*** Data ***
PR #198, opened 2024-07-17
Create node executables using rclcpp_component macros

bjsowa:
`rclcpp_components_register_node` macro can create templated source for node executable that runs the Node component.

This PR replaces some boilerplate code using this macro.


jonbinney:
I like using the macros, but I think there's still a good reason to put them in separate `_node` source files. In https://github.com/ros-perception/laser_filters/pull/188 the main function was split into a separate file so that the filter chain component classes could be `#include`d by other people's code without getting a main function.

bjsowa:
> I like using the macros, but I think there's still a good reason to put them in separate `_node` source files.

Sure, If you feel so, you can close this PR. The macros just seem "cleaner" to me but it's just my opinion.

If you want to stick to `_node` source file, I will at least try to get 0597364 merged.

CMakeLists.txt
```diff
@@ -16,17 +16,18 @@ ament_auto_add_library(laser_scan_filters SHARED src/laser_scan_filters.cpp)
 ament_auto_add_library(laser_filter_chains SHARED
                          src/scan_to_cloud_filter_chain.cpp
                          src/scan_to_scan_filter_chain.cpp)
-rclcpp_components_register_nodes(laser_filter_chains
-                         "ScanToCloudFilterChain"
-                         "ScanToScanFilterChain")
 
-set(FILTER_CHAINS
-    scan_to_cloud_filter_chain
-    scan_to_scan_filter_chain
```
jonbinney, line 25: Could you add a comment describing what rclcpp_components_register_node does here? It's a very cool and useful macro, but the documentation isn't super easy to find, and it'd be nice to have a summary here.

jonbinney (changes requested):
I read up on rclcpp_components_register_node and now this PR makes sense to me. Once you add the suggested comment, I'll merge this.

CMakeLists.txt
bjsowa: I added a comment that briefly describes the macro

jonbinney (approved):

jonbinney:
Looks good, merging! btw i find it very odd that rclcpp_components_register_node creates the templated node executable, but rclcpp_components_register_nodes (plural) doesn't.....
*** End of Data ***
• Problem details: The answer must consist of every line above that contains the word "templated".

• Result of the exercise:
`rclcpp_components_register_node` macro can create templated source for node executable that runs the Node component.
Looks good, merging! btw i find it very odd that rclcpp_components_register_node creates the templated node executable, but rclcpp_components_register_nodes (plural) doesn't.....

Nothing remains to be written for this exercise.